カナダ・オンタリオ州 観光・文化・ゲーミング大臣 スタン・チョー氏

オンタリオ観光の魅力は日本人観光客の嗜好に一致

 ――日本人観光客に特に人気のあるオンタリオ州内の観光地について教えてください。

 「トロントやナイアガラの滝といった目的地は、日本人旅行者の間で常に高い人気を誇っており、日本の旅行会社が提供するツアーパッケージにも頻繁に組み込まれています。秋のシーズンには、アルゴンキン州立公園が特に注目を集めており、圧巻の紅葉を目当てに多くの観光客が訪れます。この公園では、雄大な自然景観だけでなく、ムース(ヘラジカ)などの野生動物との貴重な出会いも楽しむことができます。アクセスの良さも重要なポイントです。

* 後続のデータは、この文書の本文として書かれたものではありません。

PR #71, opened 2026-04-26
release(0.11.3): internal roles + external→internal group mapping (foundation)

padak:
## Summary

Two-layer authorization model for Agnes:

- **External groups** — Cloud Identity / Google Workspace groups, already pulled into `session.google_groups` at sign-in. Org-managed.
- **Internal roles** — Agnes-defined capabilities (e.g. `context_admin`, `agent_operator`, `dataset_finance_reader`). App-managed; modules self-register at import time.
- **Group mappings** — admin-curated many-to-many table binding external group IDs to internal role keys.

The resolver joins `session.google_groups` against `group_mappings` once at sign-in and writes the resolved role keys into `session["internal_roles"]`. Per-request permission checks (`Depends(require_internal_role("…"))`) read the cached list off the session — no DB hit per request. Refresh requires re-login, same semantics as `session.google_groups`.

Authored by web-Claude as a single commit (`ef6b2c1`); a polish commit on top (`d590579`) addresses two findings from a code-reviewer pass — see *Review iterations* below.

**No admin UI yet** — this PR is the foundation. Mapping rows must be created via the repository directly until the management UI ships in a follow-up.

### Schema v8 (auto-migration v7→v8)

Two new tables in `src/db.py`:

- **`internal_roles`** — `id`, `key UNIQUE`, `display_name`, `description`, `owner_module`, timestamps. Holds app-defined capabilities; modules call `register_internal_role(...)` at import time and the startup hook syncs the registry into this table (idempotent, never deletes).
- **`group_mappings`** — `id`, `external_group_id`, `internal_role_id` FK, `assigned_at`, `assigned_by`, `UNIQUE(external_group_id, internal_role_id)`. Admin-managed bindings.

Migration uses `CREATE TABLE IF NOT EXISTS` (rerun-safe) and matches the v5/v6/v7 patterns already in `_ensure_schema`.

### `app/auth/role_resolver.py` (190 LOC, new)

- `register_internal_role(key, *, display_name, description, owner_module)` — validates `lower_snake_case` key (`^[a-z][a-z0-9_]{0,63}$`), no-op on re-import with same fields, raises `ValueError` on conflicting fields (two modules collided on a key).
- `sync_registered_roles_to_db(conn)` — startup reconciliation: inserts new keys, updates drifted metadata, **never deletes** (preserves mappings even if a module unloads).
- `resolve_internal_roles(external_groups, conn)` — joins `group_mappings`, returns sorted/deduped role-key list.
- `require_internal_role("key")` — FastAPI dependency factory; reads `session["internal_roles"]`, raises 403 with `Requires internal role 'key'` when missing.

### Integration points

- **OAuth callback** (`app/auth/providers/google.py`) — after `_fetch_google_groups`, before issuing JWT: `request.session["internal_roles"] = resolve_internal_roles(...)`. Best-effort; resolver errors fall back to `[]` and don't break login.
- **Dev-bypass** (`app/auth/dependencies.py`) — recomputes `internal_roles` whenever the cached list is missing or external groups change. Mirrors the OAuth callback's "always-write" semantics so a fresh dev session never reaches `require_internal_role` with the key absent.
- **Startup hook** (`app/main.py`) — `sync_registered_roles_to_db(conn)` runs once after schema migration; logs the registered role keys at startup.

### Docs + tests + CHANGELOG

- **`docs/internal-roles.md`** — architecture overview, module-author workflow (registering a role), admin workflow (creating a mapping via repository, until the UI ships), callsite example, **PAT/headless constraint**, resolution timing, future work.
- **`tests/test_role_resolver.py`** (285 LOC) — 21 tests across registry/sync/resolver/dependency: key validation, re-import idempotency, conflict detection, drift updates, FK joins, `require_internal_role` allow/deny.
- **`CHANGELOG.md`** — `## [Unreleased] → ### Added` bullet.

## Review iterations addressed in commit `d590579`

The first commit (`ef6b2c1`) went through a code-reviewer subagent pass before opening this PR. Two findings adopted; three skipped (legit pre-existing patterns or design choices, not regressions).

### Adopted

- **Dev-bypass populated `internal_roles` on first request, not just on group change.** The previous guard only resolved when `groups_changed=True`, which left a hole for `LOCAL_DEV_GROUPS=""` (explicit empty) on the first browser request: `target=[]`, `current=None`, neither write branch fired, `internal_roles` stayed unset, and `require_internal_role` then 403'd with no roles to check against. The OAuth callback writes `session["internal_roles"]` unconditionally on sign-in (even `[]`); dev-bypass now matches that semantics — populates whenever the key is absent or groups changed.

- **Documented PAT/headless constraint.** `session["internal_roles"]` is never populated for Bearer-token clients (no signed session cookie), so any `require_internal_role(…)` endpoint returns 403 for PAT regardless of group memberships. Same constraint already applies to `session.google_groups` and is intentional (PAT JWTs don't snapshot group state — they could change after issuance), but `docs/internal-roles.md` didn't surface it. New *"PAT and headless requests"* section spells out the constraint, the rationale, and three escape valves (`users.role` for the gate, route through OAuth, or wait for the planned `da admin grant-role` CLI helper).

### Skipped (with rationale)

- *Repository `_row_to_dict` reads `self.conn.description` after `fetchone()`* — flagged as fragile, but it's a pre-existing pattern across all repositories in `src/repositories/` and not a regression introduced by this PR.
- *Module-self-registration race if request arrives before sync completes* — startup ordering already runs `sync_registered_roles_to_db` before the FastAPI app starts accepting requests; a request can't beat it. The race-on-different-fields case is correctly raised as `ValueError`.
- *Session cache staleness when admin changes a mapping* — explicitly documented in both the resolver docstring and `docs/internal-roles.md`. Same trade-off as `session.google_groups`; cache invalidation would be a separate PR.

## Test plan

- [x] `pytest tests/test_role_resolver.py -v` → **21/21 passed locally** (Python 3.13)
- [x] `pytest tests/test_auth_providers.py -v` → 33/33 still pass (no regression from the dev-bypass change)
- [x] Schema migration: rerun on existing v7 DB is no-op (CREATE TABLE IF NOT EXISTS); fresh DB lands at v8 with both tables present.
- [ ] CI: standard `test` + `docker-build` jobs on the PR; `docker-e2e` skips on push events as designed.
- [ ] Manual smoke (post-merge, with admin UI): create one mapping via repo, sign in, hit `Depends(require_internal_role(...))` endpoint — returns 200.

## Follow-ups (out of scope)

Listed under *Future work* in `docs/internal-roles.md`:
- **`/admin/role-mapping` UI** — list registered roles + their mappings, add/remove mapping rows, surface drift between code registry and DB rows.
- **Audit-log entries** for mapping create/delete (`audit_log` with `action="role_mapping.created"` etc).
- **`da admin grant-role <user-email> <role-key>` CLI helper** — explicit per-user grant outside the group-mapping flow, for ad-hoc CLI / PAT flows.

---

<a href="https://app.devin.ai/review/keboola/agnes-the-ai-analyst/pull/71" target="_blank">
  <picture>
    Open in Devin Review
  </picture>
</a>


PavelDo:
Great foundation — the group mapping table design is exactly what we agreed on and it's done cleanly. A few things to align before this lands:

## Sequencing issue (must fix before merge)

`pabu/local-dev` is currently at schema v10 (V1 + V1.5 work). This PR creates a v7→v8 migration with `internal_roles` + `group_mappings`. Both branches define a **v7→v8 migration with different tables** — if merged without coordination, two schemas claim the same version slot and the migration chain breaks silently on existing DBs.

Suggested order:
1. Merge `pabu/local-dev` → `main` first (main becomes v10)
2. Rebase this PR onto that `main` as a v10→v11 migration

Also: this PR sets `version = "0.11.3"` but `pabu/local-dev` is already at `0.12.0`. One needs to yield before either hits main.

## Architecture gap — audience filter still disconnected

After this PR, `session["internal_roles"]` holds resolved capabilities. But `GET /api/memory` audience filter reads `user.get("groups")` from DuckDB (Agnes group strings like `"finance"`). These two systems are parallel and don't connect — the memory audience filter will still be inert in production after this merges.

We need to decide: does the memory audience filter route through internal roles, or do we bridge Google groups to `users.groups` separately on login?

## Security findings

- **Stale session roles (medium)**: Admin revokes a mapping → user retains the capability until re-login. Documented in `docs/internal-roles.md`, but worth adding the recommended workaround explicitly: deactivate + reactivate the user forces re-login.
- **SESSION_SECRET length**: `require_internal_role` trusts the session; Starlette HMAC is only as strong as the secret. Add a startup assertion that `SESSION_SECRET` is ≥ 32 bytes (same as `JWT_SECRET_KEY`).
- **`_clear_registry_for_tests()`**: Test-only helper exported from a production module. Should be behind `if os.getenv("TESTING"):` or moved to the test file.
- **No audit log on resolution**: `resolve_internal_roles()` logs nothing. When a user's roles are wrong (mapping error, group fetch failure → empty), there's no trace to debug from. An info-level log ("user X resolved internal_roles=[...]") would help.

## Missing tests (vibecoding check)

✅ What's covered: registration, sync idempotency, drift updates, no-delete, many-to-many resolution, deduplication, malformed input, `require_internal_role` allow/deny.

❌ What's missing:
- **Stale session**: seed mapping → user logs in → change mapping → assert user still gets old roles (documents the known limitation with a failing-then-annotated test)
- **PAT caller** hitting `require_internal_role` — what exact 403 detail does the API consumer see?
- **DB error** in `resolve_internal_roles` → graceful `[]` fallback (exists in code, not tested)
- **Full OAuth integration**: `_fetch_google_groups` → `resolve_internal_roles` → `session["internal_roles"]` populated end-to-end

## Minor

- `CLAUDE.md:235` still says v7 (Devin caught this — quick fix)
- PAT 403 response body: the `403 Forbidden` from `require_internal_role` doesn't explain that PATs can't carry session roles. Adding `detail="This endpoint requires an interactive session; PAT tokens do not carry internal roles."` would save API consumers debugging time.

## Overall

The architecture is correct and production-quality — group mapping table is exactly the right call. Three things before merge: schema version sequencing, the audience filter bridge decision, and the four missing tests. Happy to coordinate on the merge order once we align on sequencing.

padak:
## Pavel — review feedback addressed

Round-2 polish in 8063548 (just pushed). Walkthrough:

**Sequencing — confirmed: this PR merges first, you rebase `pabu/local-dev` on top.** Talked it over offline, agreed it's the cleaner path because your memory PR depends on these `internal_roles` rows existing for the audience filter. Once `main` carries v8 + `0.11.3`, your branch becomes a v8→v9 (or v10 if V1.5 stays bundled) migration with `0.12.0` as the next bump — single linear chain instead of two parallel v7→v8 forks.

**Architecture gap — audience filter still disconnected.** Acknowledged, deferred to your rebase PR. The right place to wire `session["internal_roles"]` (or whatever the agreed bridge is) into the memory audience filter is in the same change that introduces the filter, not preemptively here. Happy to pair on the bridge design when you rebase — the open question is whether `users.groups` (DuckDB column from V1.5) gets repurposed as the internal-role mirror, or whether the memory filter starts reading `session["internal_roles"]` directly. Either works mechanically; trade-off is "DB is authoritative + works for PAT" vs "session is authoritative + cheaper per-request".

**Security findings — all four addressed:**
- *Stale session* — added the deactivate+reactivate workaround paragraph to `docs/internal-roles.md` (the supported "force re-resolve now" lever).
- *SESSION_SECRET length* — startup `UserWarning` when shorter than 32 chars in `app/main.py`, mirrors the existing `JWT_SECRET_KEY` gate. Both HMAC surfaces sign trust-laden state, so consistent gating.
- *`_clear_registry_for_tests()`* — now refuses unless `TESTING=1`, raises `RuntimeError` with explanation otherwise.
- *No audit log on resolution* — INFO log on every successful resolve in both writers (OAuth callback + dev-bypass): `"Resolved N internal role(s) for <email>: <roles>"`.

**Missing tests — all four added** (`tests/test_role_resolver.py`, +4 tests, full suite stays green at 1395 passed):
- `test_stale_session_keeps_old_roles_after_mapping_change` — pins the documented limitation as a contract test, comment explains how to update if/when invalidation lands.
- `test_pat_caller_gets_pat_specific_403_detail` — covers the new PAT-aware 403 message wording.
- `test_oauth_pipeline_groups_to_internal_roles` — end-to-end groups→`session["internal_roles"]` data flow.
- `test_dev_bypass_falls_back_to_empty_on_resolver_error` — monkeypatch resolver to raise, asserts `internal_roles=[]` and the gate fails closed.

**Minor:**
- `CLAUDE.md:235` — bumped to v8 (Devin caught this too — same fix covers both reviews).
- *PAT 403 detail* — `require_internal_role` now distinguishes "no session" (Bearer/PAT) from "signed-in, missing role" and surfaces an actionable message in the first case: `"Requires internal role 'X'. This endpoint needs an interactive (OAuth) session — Bearer/PAT tokens do not carry session-resolved roles by design."`

Bumped CHANGELOG `[0.11.3]` with the user-visible additions (PAT detail, deactivate+reactivate doc) and an `### Internal` block for the audit log + SESSION_SECRET warning + TESTING gate. Diff is +231/-10 across 8 files; all in the spirit of the original PR scope. Ready for re-review.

エア・カナダは日本とトロントを結ぶ直行便を毎日運航しており、オンタリオへの渡航は非常に便利です。さらに、関西国際空港とトロント間の季節運航直行便も昨年に続き今年も導入されており、関西エリアからのアクセスも向上しています」

 

 ――日本からの旅行者をオンタリオ州に呼び込む際に直面している課題を教えてください。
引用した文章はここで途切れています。